:: Records ::

PR #174, opened 2020-10-13
added API_VIP_CONNECTIVITY_CHECK_IMAGE env var

danielerez:
Added API_VIP_CONNECTIVITY_CHECK_IMAGE env var to skipper.yaml and configmap.


danielerez:
@tsorya @yevgeny-shnaidman

eranco74:
@danielerez note that if this ENV override is already supported in assisted-service (seems to be) there is no need adding it here.

danielerez:
> @danielerez note that if this ENV override is already supported in assisted-service (seems to be) there is no need adding it here.

also for deploying 

> @danielerez note that if this ENV override is already supported in assisted-service (seems to be) there is no need adding it here.

also if deploying the service using test-infra? cause it doesn't seem to propagate without this.

skipper.yaml
```diff
@@ -46,6 +46,7 @@ env:
   NAMESPACE: $NAMESPACE
   IMAGE_BUILDER: $IMAGE_BUILDER
   CONNECTIVITY_CHECK_IMAGE: $CONNECTIVITY_CHECK_IMAGE
+  API_VIP_CONNECTIVITY_CHECK_IMAGE: $API_VIP_CONNECTIVITY_CHECK_IMAGE
```
tsorya, line 49: it is enough to set it here, no need for change in update_assisted_service_cm.py

danielerez: ok, removed from cm.

PR #177, opened 2020-10-15
Added new test cancel reset test after boot

lalon4:
also aligned to PEP8


discovery-infra/consts.py
```diff
@@ -48,3 +48,13 @@ class ClusterStatus:
     ERROR = "error"
     PENDING_FOR_INPUT = "pending-for-input"
     CANCELLED = "cancelled"
+
+
+class HostsProgressStages:
```
YuviGold, line 53: Use [Enum classes](https://docs.python.org/3/library/enum.html)

discovery-infra/utils.py
```diff
@@ -267,6 +267,47 @@ def wait_till_at_least_one_host_is_in_status(
...
+
+
+def are_host_progress_in_stage(hosts, stages, nodes_count=1):
+    log.info("Checking hosts installation stage")
+    hosts_in_stage = [host for host in hosts
+                      if (host["progress"]["current_stage"]) in stages]
+    if len(hosts_in_stage) >= nodes_count:
+        return True
+    host_info = [(host["id"], (host["progress"]["current_stage"])) for host in hosts]
+    log.info(
```
YuviGold, line 301: `nodes_count` shouldn't be an integer with `%d`?
Anyway, use[ f-string](https://www.geeksforgeeks.org/formatted-string-literals-f-strings-python/) for readability.

discovery-infra/utils.py
```diff
@@ -267,6 +267,47 @@ def wait_till_at_least_one_host_is_in_status(
...
+    except:
+        hosts = client.get_cluster_hosts(cluster_id)
+        log.info("All nodes: %s", hosts)
+        raise
+
+
+def are_host_progress_in_stage(hosts, stages, nodes_count=1):
+    log.info("Checking hosts installation stage")
+    hosts_in_stage = [host for host in hosts
+                      if (host["progress"]["current_stage"]) in stages]
```
YuviGold, line 297: `stages` is a list of strings, you don't need to put the value inside of parenthesis, it's confusing (thought it is a list of tuples).
```python
 if host["progress"]["current_stage"] in stages]
```

discovery-infra/utils.py
```diff
@@ -267,6 +267,47 @@ def wait_till_at_least_one_host_is_in_status(
...
+                client.get_cluster_hosts(cluster_id),
+                stages,
+            ),
+            timeout_seconds=timeout,
+            sleep_seconds=interval,
+            waiting_for="Node to be in of the stage %s" % stages,
+        )
+    except:
+        hosts = client.get_cluster_hosts(cluster_id)
+        log.info("All nodes: %s", hosts)
```
YuviGold, line 290: use `log.error` to indicate an error
Don't need all the nodes information, just their stages.
```python
log.error(f"All nodes stages: {[host['progress']['current_stage'] for host in hosts]} when waited for {stages}")
```

discovery-infra/tests/base_test.py
```diff
@@ -1,32 +1,33 @@
...
 from tests.conftest import env_variables
 
 if os.environ.get('NODE_ENV') == 'QE_VM':
-    from node_controlers.qe_vm_controler import QeVmController as node_controler
+    from node_controlers.qe_vm_controler import QeVmController as nodeController
 else:
     raise NotImplementedError
 
+
 class BaseTest:
```
YuviGold, line 15: Now that the functions are static methods I don't see a reason to have a class.
All these methods can be public as well without a class.

lalon4:
created new PR https://github.com/openshift/assisted-test-infra/pull/180

PR #193, opened 2020-10-21
Added too to create jira ticket for triaging failed clusters.

ronniel1:
Also added anther tool to add "signarures" to the triaging tickets.
Currently there is only one such signature - add hosts information.
More work should be done in order to be able to easily extend the
signatures, and also to add the signatures when creating the tickets

### DIFF
--- a/discovery-infra/add_triage_signature.py
+++ b/discovery-infra/add_triage_signature.py
@@ -112,11 +112,9 @@ def get_credentials_from_netrc(server, netrc_file=DEFAULT_NETRC_FILE):
     return username, password
 
 
-def get_jira_client(netrc_file=DEFAULT_NETRC_FILE):
-    username, password = get_credentials_from_netrc(urlparse(JIRA_SERVER).hostname, netrc_file)
+def get_jira_client(username, password):
     logger.info("log-in with username: %s", username)
     return jira.JIRA(JIRA_SERVER, basic_auth=(username, password))
-
 
 ############################
 # Signature runner functionality
@@ -159,7 +157,15 @@ def get_all_triage_tickets(jclient):
 
 
 def main(args):
-    jclient = get_jira_client()
+    if args.user_password is None:
+        username, password = get_credentials_from_netrc(urlparse(JIRA_SERVER).hostname, args.netrc)
+    else:
+        try:
+            [username, password] = args.user_password.split(":", 1)
+        except:
+            logger.error("Failed to parse user:password")
+
+    jclient = get_jira_client(username, password)
 
     if args.all_issues:
         issues = get_all_triage_tickets(jclient)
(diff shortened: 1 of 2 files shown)


discovery-infra/add_triage_signature.py
```diff
@@ -0,0 +1,211 @@
...
+    @staticmethod
+    def _generate_table_for_report(hosts):
+        return tabulate(hosts, headers="keys", tablefmt="jira") + "\n"
+
+    @staticmethod
+    def _logs_url_fixup(url):
+        '''
+        the log server has two formats for the url
+        - URL for the UI  - http://assisted-logs-collector.usersys.redhat.com/#/2020-10-15_19:10:06_347ce6e8-bb4d-4751-825f-5e92e24da0d9/
+        - URL for the API - http://assisted-logs-collector.usersys.redhat.com/files/2020-10-15_19:10:06_347ce6e8-bb4d-4751-825f-5e92e24da0d9/
```
YuviGold, line 63: Cool! I didn't know it has this feature.

discovery-infra/add_triage_signature.py
```diff
@@ -0,0 +1,211 @@
...
+        for comment in comments:
+            if self._identifing_string in comment.body:
+                return comment
+        return None
+
+    def _update_triaging_ticket(self, key, comment, should_update=False):
+        report = "\n"
+        report += self._identifing_string
+        report += comment
+        comment = self._find_signature_comment(key)
```
YuviGold, line 44: Maybe change to another variable name different than the parameter, it's confusing

discovery-infra/add_triage_signature.py
```diff
@@ -0,0 +1,211 @@
...
+    return jira.JIRA(JIRA_SERVER, basic_auth=(username, password))
+
+
+############################
+# Signature runner functionality
+############################
+LOGS_URL_FROM_DESCRIPTION = re.compile(r".*logs:\* \[(http.*)\]")
+
+'''
+def get_all_triage_tickets(jclient):
```
YuviGold, line 127: Can be removed, defined below

discovery-infra/create_triage_tickets.py
```diff
@@ -0,0 +1,145 @@
...
+
+
+
+def get_credentials_from_netrc(server, netrc_file=DEFAULT_NETRC_FILE):
+    cred = netrc.netrc(os.path.expanduser(netrc_file))
+    username, _, password = cred.authenticators(server)
+    return username, password
+
+
+def get_jira_client(netrc_file):
```
YuviGold, line 49: Can you unite the utils? `get_credentials_from_netrc` , `get_jira_client`, `get_all_triage_tickets` are defined twice on both the modules.

ronniel1: You are right
There is more effort that needs to be done here.
This is far from complete, but it works now
Since I don;'t have much time to work on it, I want to start using this now, and we'll assign someone to continue with it
Also need to work on adding more signature tools

YuviGold (approved):
LGTM

PR #195, opened 2020-10-22
MGMT-2462 AI on OCP cluster

danielerez:
- Added 'deploy-on-ocp-cluster' target: automates the deployemnt of
  service and UI on the test OCP cluster (using build/kubeconfig by default).
- Added 'ocp.py': for updating /etc/hosts.
- Added 'ocp.sh': for deploying service/ui using assited-service (invoked with 'skipper run').

### DIFF
--- a/Makefile
+++ b/Makefile
@@ -81,6 +81,7 @@ OCM_BASE_URL := $(or $(OCM_BASE_URL), https://api-integration.6943.hive-integrat
 # minikube profile is used to manage multiple minikube instances
 PROFILE := $(or $(PROFILE),minikube)
 DEPLOY_TARGET := $(or $(DEPLOY_TARGET),minikube)
+OCP_KUBECONFIG := $(or $(OCP_KUBECONFIG),build/kubeconfig)
 
 .EXPORT_ALL_VARIABLES:
 
@@ -198,6 +199,22 @@ kill_port_forwardings:
 
 kill_all_port_forwardings:
 	scripts/utils.sh kill_port_forwardings '$(SERVICE_NAME) $(UI_SERVICE_NAME)'
+
+deploy_on_ocp_cluster:
+	# service
+	DEPLOY_TARGET=ocp NAMESPACE_INDEX=$(shell bash scripts/utils.sh get_namespace_index $(NAMESPACE)) \
+		DEPLOY_TAG=$(DEPLOY_TAG) DEPLOY_MANIFEST_TAG=$(DEPLOY_MANIFEST_TAG) OCP_KUBECONFIG=$(OCP_KUBECONFIG) \
+		CLUSTER_NAME=$(CLUSTER_NAME) CLUSTER_ID=$(CLUSTER_ID) PROFILE=$(PROFILE) \
+		scripts/deploy_assisted_service.sh
+
+	# UI
+	DEPLOY_TARGET=ocp NAMESPACE_INDEX=$(shell bash scripts/utils.sh get_namespace_index $(NAMESPACE)) \
+		DEPLOY_TAG=$(DEPLOY_TAG) DEPLOY_MANIFEST_TAG=$(DEPLOY_MANIFEST_TAG) OCP_KUBECONFIG=$(OCP_KUBECONFIG) \
+		CLUSTER_NAME=$(CLUSTER_NAME) CLUSTER_ID=$(CLUSTER_ID) PROFILE=$(PROFILE) \
+		scripts/deploy_ui.sh
+
+config_etc_hosts_for_ocp_cluster:
+	discovery-infra/ocp.py --config-etc-hosts -cn $(CLUSTER_NAME) -id $(CLUSTER_ID) -ns $(NAMESPACE) --service-name $(SERVICE_NAME) --profile $(PROFILE) --deploy-target ocp $(ADDITIONAL_PARAMS)
 
 ###########
 # Cluster #
--- a/discovery-infra/ocp.py
+++ b/discovery-infra/ocp.py
@@ -1,0 +1,85 @@
+#!/usr/bin/python3
+# -*- coding: utf-8 -*-
+
+import argparse
+import day2
+import utils
+import oc_utils
+import assisted_service_api
+import consts
+import sys
+
+
+def get_ocp_cluster(args):
+    if not args.cluster_id:
+        cluster_name = f'{args.cluster_name or consts.CLUSTER_PREFIX}-{args.namespace}'
+        tf_folder = utils.get_tf_folder(cluster_name, args.namespace)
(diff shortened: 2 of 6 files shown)


Makefile
```diff
@@ -199,6 +200,22 @@ kill_port_forwardings:
 kill_all_port_forwardings:
 	scripts/utils.sh kill_port_forwardings '$(SERVICE_NAME) $(UI_SERVICE_NAME)'
 
+deploy_service_on_cluster:
```
yevgeny-shnaidman, line 203: lets rename it to "deploy_service_on_ocp_cluster

scripts/day2.sh
```diff
@@ -0,0 +1,42 @@
+#!/usr/bin/env bash
+set -euo pipefail
+
+function deploy_day2_service() {
```
yevgeny-shnaidman, line 4: let's rename deploy_ocp_service and the file should be ocp.sh

discovery-infra/day2.py
```diff
@@ -215,3 +222,79 @@ def _day2_cluster_create_params(openshift_version, api_vip_dnsname):
         "api_vip_dnsname": api_vip_dnsname,
     }
     return params
+
+def get_ocp_cluster(args):
```
yevgeny-shnaidman, line 226: lets keep day2.py for day2 on clud operations, and move your need code  to a new file ( for example ocp.py

Makefile
danielerez: done

scripts/day2.sh
danielerez: done

discovery-infra/day2.py
danielerez: done

Makefile
```diff
@@ -199,6 +200,22 @@ kill_port_forwardings:
...
+		scripts/deploy_assisted_service.sh
+
+	# UI
+	DEPLOY_TARGET=ocp NAMESPACE_INDEX=$(shell bash scripts/utils.sh get_namespace_index $(NAMESPACE)) \
+		DEPLOY_TAG=$(DEPLOY_TAG) DEPLOY_MANIFEST_TAG=$(DEPLOY_MANIFEST_TAG) SERVICE_KUBECONFIG=$(SERVICE_KUBECONFIG) \
+		CLUSTER_NAME=$(CLUSTER_NAME) CLUSTER_ID=$(CLUSTER_ID) PROFILE=$(PROFILE) \
+		scripts/deploy_ui.sh
+
+config_etc_hosts_for_ocp_cluster:
+	discovery-infra/ocp.py --config-etc-hosts -cn $(CLUSTER_NAME) -id $(CLUSTER_ID) -ns $(NAMESPACE) --service-name $(SERVICE_NAME) --profile $(PROFILE) --deploy-target ocp $(ADDITIONAL_PARAMS)
```
yevgeny-shnaidman, line 217: i think we can move it under deploy_service_on_ocp_cluster,no?

yevgeny-shnaidman, line 217: do we need all those parameters? Can we use just cluster_id?

danielerez: no, since we use it in ocp.sh, as it's invoked using skipper.

danielerez: need those for get_assisted_service_url_by_args, as we create an assisted-service client for getting the cluster.

discovery-infra/ocp.py
```diff
@@ -0,0 +1,85 @@
...
+        '--profile',
+        help='Minikube profile for assisted-installer deployment',
+        type=str,
+        default='assisted-installer'
+    )
+    parser.add_argument(
+        '--deploy-target',
+        help='Where assisted-service is deployed',
+        type=str,
+        default='minikube'
```
RazRegev, line 71: shouldn't it be 'ocp'?

discovery-infra/ocp.py
```diff
@@ -0,0 +1,85 @@
...
+        sys.stdout.write(ocp_cluster.api_vip)
+
+
+if __name__ == "__main__":
+    parser = argparse.ArgumentParser(description="OCP")
+    parser.add_argument(
+        "-id", "--cluster-id",
+        help="Cluster id to install",
+        type=str,
+        default=None
```
RazRegev, line 40: don't think you need to explicitly add `default=None `

discovery-infra/ocp.py
```diff
@@ -0,0 +1,85 @@
...
+    client = assisted_service_api.create_client(
+            url=utils.get_assisted_service_url_by_args(args=args)
+    )
+    return client.cluster_get(cluster_id=args.cluster_id)
+
+def main(args):
+    if args.config_etc_hosts:
+        ocp_cluster = get_ocp_cluster(args)
+        ocp_cluster_name = ocp_cluster.name
+        ocp_api_vip_dnsname = "api." + ocp_cluster_name + "." + ocp_cluster.base_dns_domain
```
RazRegev, line 27: nit: ` f"api.{ocp_cluster_name}.{ocp_cluster.base_dns_domain}`

scripts/deploy_assisted_service.sh
```diff
@@ -11,13 +11,25 @@ export SERVICE_PORT=$(( 6000 + $NAMESPACE_INDEX ))
 export SERVICE_BASE_URL=${SERVICE_BASE_URL:-"http://${SERVICE_URL}:${SERVICE_PORT}"}
 export EXTERNAL_PORT=${EXTERNAL_PORT:-y}
 export PROFILE=${PROFILE:-assisted-installer}
+export OCP_SERVICE_PORT=$(( 7000 + $NAMESPACE_INDEX ))
```
RazRegev, line 14: not sure I understand, why should it run with another  port then the default assisted-service port 6000?
as I understand they are not overriding each other

discovery-infra/ocp.py
danielerez: good call, better to change the default.

discovery-infra/ocp.py
danielerez: for sure? copied it from: https://github.com/openshift/assisted-test-infra/blob/a425c840c727b4e3be1c2341e8b70930b10cb216/discovery-infra/install_cluster.py#L158
maybe it's defaulted to an empty string if not specified? I'll give it a try

discovery-infra/ocp.py
danielerez: done

scripts/deploy_assisted_service.sh
danielerez: we should have only one per cluster, but 6000 is already used by the 'parent' service. so in order to reach both with same hostname, we use different ports.

danielerez:
@tsorya PTAL

RazRegev (approved):

PR #210, opened 2020-11-01
adding set_correct_boot_order_to_all_nodes as a setup before each test run

lalon4:


discovery-infra/tests/base_test.py
```diff
@@ -21,6 +21,7 @@ class BaseTest:
     @pytest.fixture(scope="function")
     def node_controller(self, setup_node_controller):
         controller = setup_node_controller
+        controller.set_correct_boot_order_to_all_nodes()
```
tsorya, line 24: why it is here? it must be part of teardown no?

tsorya: talked

PR #211, opened 2020-11-01
MGMT-2703 - optionally wait for CVO to become available after install…

yevgeny-shnaidman:
…ation

### DIFF
--- a/discovery-infra/start_discovery.py
+++ b/discovery-infra/start_discovery.py
@@ -347,6 +347,10 @@ def nodes_flow(client, cluster_name, cluster, image_path):
             )
             # Validate DNS domains resolvability
             validate_dns(client, cluster.id)
+            if args.wait_for_cvo:
+                cluster_info = client.cluster_get(cluster.id)
+                utils.config_etc_hosts(cluster_info)
+                utils.wait_for_cvo_available()
 
 
 def override_ignition(client, cluster_id):
@@ -537,6 +541,12 @@ if __name__ == "__main__":
         "-in",
         "--install-cluster",
         help="Install cluster, will take latest id",
+        action="store_true",
+    )
+    parser.add_argument(
+        "-cvo",
+        "--wait-for-cvo",
+        help="Wait for CVO available after cluster installation",
         action="store_true",
     )
     parser.add_argument(
--- a/discovery-infra/utils.py
+++ b/discovery-infra/utils.py
@@ -102,6 +102,29 @@ def get_libvirt_nodes_mac_role_ip_and_name(network_name):
         raise
 
 
+def wait_for_cvo_available():
+    waiting.wait(
+        lambda: is_cvo_available(),
+        timeout_seconds=3600,
+        sleep_seconds=20,
+        waiting_for="CVO to become available",
+    )
+
+
+def is_cvo_available():
+    try:
+        res = subprocess.check_output("kubectl --kubeconfig=build/kubeconfig get clusterversion -o json", shell=True)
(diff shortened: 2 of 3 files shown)


discovery-infra/utils.py
```diff
@@ -525,3 +549,15 @@ def set_hosts_roles_based_on_requested_name(client, cluster_id):
     client.set_hosts_roles(cluster_id=cluster_id, hosts_with_roles=hosts_with_roles)
 
 
+def config_etc_hosts(cluster):
```
tsorya, line 552: u don't need it. With latest commit from @YuviGold  u have dns already

discovery-infra/start_discovery.py
```diff
@@ -347,6 +347,10 @@ def nodes_flow(client, cluster_name, cluster, image_path):
             )
             # Validate DNS domains resolvability
             validate_dns(client, cluster.id)
+            if args.wait_for_cvo:
+                cluster_info = client.cluster_get(cluster.id)
+                utils.config_etc_hosts(cluster_info)
```
romfreiman, line 352: why isnt it the default? Shouldnt we always do some verification on the installed OCP?

discovery-infra/utils.py
```diff
@@ -102,6 +102,29 @@ def get_libvirt_nodes_mac_role_ip_and_name(network_name):
...
+        sleep_seconds=20,
+        waiting_for="CVO to become available",
+    )
+
+
+def is_cvo_available():
+    try:
+        res = subprocess.check_output("kubectl --kubeconfig=build/kubeconfig get clusterversion -o json", shell=True)
+        conditions = json.loads(res)['items'][0]['status']['conditions']
+        for condition in conditions:
```
romfreiman, line 118: maybe we should print the output here? Otherwise it will be hard to debug, no?

romfreiman:
You can adddress my comments once it's merged.

@yevgeny-shnaidman @YuviGold how will prow execute this?

discovery-infra/start_discovery.py
yevgeny-shnaidman: i think that right now most of the people want to check the usual install. I have added a new target for those that want to wait for CVO and debug.That way we don't interfere with CI and PRs

discovery-infra/utils.py
yevgeny-shnaidman: the main debugging will be done by the must-gather.  right now, even when we have issues with etcd, what we will see in the conditions is: multiple errors with api server endpoint oath. It does not tell much

tsorya: u can look on failure status, u will all those errors

discovery-infra/start_discovery.py
romfreiman: sorry if I was not clear - I specifically addressed  utils.config_etc_hosts(cluster_info), not the whole function

yevgeny-shnaidman: aaa-a-a. 
1) right now we need it only for CVO
2) this whole issue should be solved by @YuviGold commit of set_dns. unfortunately, on some servers ( for example HW Lab) this cause issues with resolv.conf, which causes the whole flow to fail (@tsorya wa trying to look into it). I prefer to push it with changes to etc/hosts and not to wait till the set_dns is foixed. Once the fix is in place, i will simply remove etc/hosts configurations

discovery-infra/utils.py
tsorya: i think we miss logs here

PR #212, opened 2020-11-01
MGMT-2137 Add public registries variable

empovit:


YuviGold (approved):
LGTM

carbonin:
This looks like it's still using the release source from before https://github.com/openshift/release/pull/13339
Going to close/reopen to see if that gets the new source

PR #213, opened 2020-11-01
adding cancel reset test

lalon4:


discovery-infra/tests/test_cancel_and_reset.py
```diff
@@ -90,3 +90,48 @@ def test_cancel_reset_after_node_boot(self, api_client, node_controller, cluster
...
+        # Cancel cluster install once cluster installation start
+        self.wait_for_installing_in_progress(cluster_id=cluster_id, api_client=api_client)
+        self.cancel_cluster_install(cluster_id=cluster_id, api_client=api_client)
+        assert self.is_cluster_in_cancelled_status(
+            cluster_id=cluster_id,
+            api_client=api_client
+        )
+        # Shutdown one node
+        nodes = node_controller.list_nodes()
+        node = list(nodes.values())[0]
```
lalon4, line 116: this one depending on https://github.com/openshift/assisted-test-infra/pull/214/files
will fix it once it merged

discovery-infra/tests/test_cancel_and_reset.py
```diff
@@ -90,3 +90,48 @@ def test_cancel_reset_after_node_boot(self, api_client, node_controller, cluster
...
+        node.shutdown()
+        # Reset cluster install
+        self.reset_cluster_install(cluster_id=cluster_id, api_client=api_client)
+        assert self.is_cluster_in_insufficient_status(
```
nshidlin, line 120: Isn't the cluster in insufficient status regardless of whether or not a node is shutdown? Is there a way to see why it's in that status and assert on that?

PR #221, opened 2020-11-02
Adding negative user and agent auth test

nshidlin:
Changes:
Adding x-secret-key to api client along with agentauth methods
Allowing multiple api-clients with different auth creds in a test
Adding negative user and agent auth test


discovery-infra/tests/test_auth.py
```diff
@@ -0,0 +1,282 @@
...
+from tests.conftest import env_variables
+from assisted_service_client.rest import ApiException
+from test_infra import assisted_service_api, consts, utils
+
+def random_name():
+    return ''.join(random.choice(ascii_lowercase) for i in range(10))
+
+
+@pytest.fixture()
+def api_client():
```
nshidlin, line 16: Subsequent PR will unify this with fixture from conftest and update existing tests

discovery-infra/tests/test_auth.py
```diff
@@ -0,0 +1,282 @@
...
+                utils.get_env('PROFILE'), utils.get_env('NAMESPACE'), 'assisted-service', utils.get_env('DEPLOY_TARGET'))
+        
+        return assisted_service_api.create_client(url, offline_token, **kwargs)
+
+
+    yield get_api_client
+
+@pytest.mark.skipif(not env_variables['offline_token'], reason="not cloud env")
+class TestAuth(BaseTest):
+    @pytest.fixture()
```
nshidlin, line 31: Subsequent PR will unify this with fixture from BaseTest and update existing tests

discovery-infra/test_infra/assisted_service_api.py
```diff
@@ -13,19 +13,19 @@
 
 
 class InventoryClient(object):
-    def __init__(self, inventory_url):
+    def __init__(self, inventory_url, offline_token, pull_secret):
```
tsorya, line 16: we can have client without offline token and pull secret right? I think we must have defaults here

tsorya: they can be None though

discovery-infra/tests/base_test.py
```diff
@@ -258,3 +258,57 @@ def wait_for_nodes_status_installing_or_installed(
                       consts.NodesStatus.INSTALLED],
             interval=30,
         )
+
```
tsorya, line 261: I think base test starts to be too large file, lets create cluster object and move all cluster functionality to it

discovery-infra/tests/base_test.py
```diff
@@ -258,3 +258,57 @@ def wait_for_nodes_status_installing_or_installed(
...
+    @staticmethod
+    def assert_http_error_code(api_client, api_call, status, reason, **kwargs):
+        with pytest.raises(ApiException) as response:
+            api_call(api_client=api_client, **kwargs)
+        assert response.value.status == status
+        assert response.value.reason == reason
+
+    @staticmethod
+    def get_cluster(cluster_id, api_client):
```
tsorya, line 293: not sure i understand why we add static function for every api call?

discovery-infra/tests/conftest.py
```diff
@@ -24,7 +24,9 @@
 env_variables = {"ssh_public_key": utils.get_env('SSH_PUB_KEY'),
                  "remote_service_url": utils.get_env('REMOTE_SERVICE_URL'),
                  "pull_secret": utils.get_env('PULL_SECRET'),
+                 "second_pull_secret": utils.get_env('SECOND_PULL_SECRET'),
```
tsorya, line 27: why os env? it is not something test specific?

discovery-infra/tests/test_auth.py
```diff
@@ -0,0 +1,282 @@
...
+        #user2 cannot generate ISO user1's cluster
+        self.assert_http_error_code(
+            api_client=client_user2,
+            api_call=self.generate_and_download_image,
+            status=404,
+            reason="Not Found",
+            cluster_id=user1_cluster_id
+        )
+
+        self.generate_and_download_image(cluster_id=user1_cluster_id, api_client=client_user1)
```
tsorya, line 99: i think we have this part in every test we add. please lets move all those thing to cluster object and reuse

discovery-infra/test_infra/assisted_service_api.py
nshidlin: default is here:
 https://github.com/openshift/assisted-test-infra/blob/bd4328952346c3cdc17b2ca15f3b3bd3824fb35d/discovery-infra/test_infra/assisted_service_api.py#L323

discovery-infra/tests/conftest.py
tsorya: i am not sure somebody will ever remember to add SECOND_PULL_SECRET to run it's test same with SECOND_OFFLINE_TOKEN

discovery-infra/tests/base_test.py
nshidlin: I need the functions to be called in the same way for:
https://github.com/openshift/assisted-test-infra/blob/bd4328952346c3cdc17b2ca15f3b3bd3824fb35d/discovery-infra/tests/base_test.py#L286

discovery-infra/tests/conftest.py
```diff
@@ -52,13 +52,16 @@
...
-            utils.get_env('PROFILE'), utils.get_env('NAMESPACE'), 'assisted-service', utils.get_env('DEPLOY_TARGET'))
+def get_api_client(offline_token=env_variables['offline_token'], **kwargs):
+        url = env_variables['remote_service_url']
 
-    yield assisted_service_api.create_client(url)
+        if not url:
+            url = utils.get_local_assisted_service_url(
+                utils.get_env('PROFILE'), utils.get_env('NAMESPACE'), 'assisted-service', utils.get_env('DEPLOY_TARGET'))
+        
+        return assisted_service_api.create_client(url, offline_token, **kwargs)
```
osherdp, line 64: You have two tabs of indentation here

discovery-infra/tests/test_auth.py
```diff
@@ -0,0 +1,216 @@
...
+    yield get_api_client
+
+@pytest.mark.skipif(not env_variables['offline_token'], reason="not cloud env")
+class TestAuth(BaseTest):
+    @pytest.fixture()
+    def cluster(self):
+        clusters = []
+
+        def get_cluster_func(api_client, cluster_name: Optional[str] = None, cluster_id: Optional[str] = None):
+
```
osherdp, line 26: delete blank line

discovery-infra/test_infra/helper_classes/cluster.py
```diff
@@ -28,6 +28,21 @@ def delete(self):
         self.api_client.delete_cluster(self.id)
 
 
+    def get_details(self):
+        self.api_client.cluster_get(self.id)
```
osherdp, line 32: It shouldn't return anything?
a bit weird for a get method

discovery-infra/test_infra/helper_classes/cluster.py
```diff
@@ -28,6 +28,21 @@ def delete(self):
...
+        return self.api_client.get_cluster_hosts(self.id)
+
+    def get_host_ids(self):
+        host_ids = []
+        hosts = self.get_hosts()
+
+        for host in hosts:
+            host_ids.append(host['id'])
+        
+        return host_ids
```
osherdp, line 44:
```suggestion
        return [host["id"] for host in self.get_hosts()]
```

osherdp (changes requested):

PR #225, opened 2020-11-02
Move CVO_PARAMS to be as part of ADDITIONAL_PARAMS

YuviGold:
In order to pass `-cvo` flag as a configuration I need to use `ADDITIONAL_PARAMS`
So we would be able to run a normal flow like
```bash
# 1. setups environment and runs everything
make

# 2. runs everything without setup
make run_full_flow_with_install 

# 3. deploy nodes and install
make deploy_nodes_with_install
```

And also the same processes passing parameters `-cvo` flag
```bash
# 1. exporting before running
export ADDITIONAL_PARAMS=-cvo && make

# 2. Passing parameters to make
make deploy_nodes_with_install ADDITIONAL_PARAMS=-cvo 
```

This way providing configuration, it is much easier to compound different workflows.

### DIFF
--- a/Makefile
+++ b/Makefile
@@ -235,13 +235,10 @@ install_cluster:
 #########
 
 _deploy_nodes:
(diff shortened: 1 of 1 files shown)


yevgeny-shnaidman:
i think you need to add a description somewhere regarding how to use ADDITIONAL params ( README) or maybe even in Makefile itself

tsorya:
like

romfreiman:
Birthday present to @yevgeny-shnaidman 
/approve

:::

● What you will do: For each line above that holds the string "installer", provide a copy of that line.

● Solution to the exercise:
+        help='Minikube profile for assisted-installer deployment',
+        default='assisted-installer'
 export PROFILE=${PROFILE:-assisted-installer}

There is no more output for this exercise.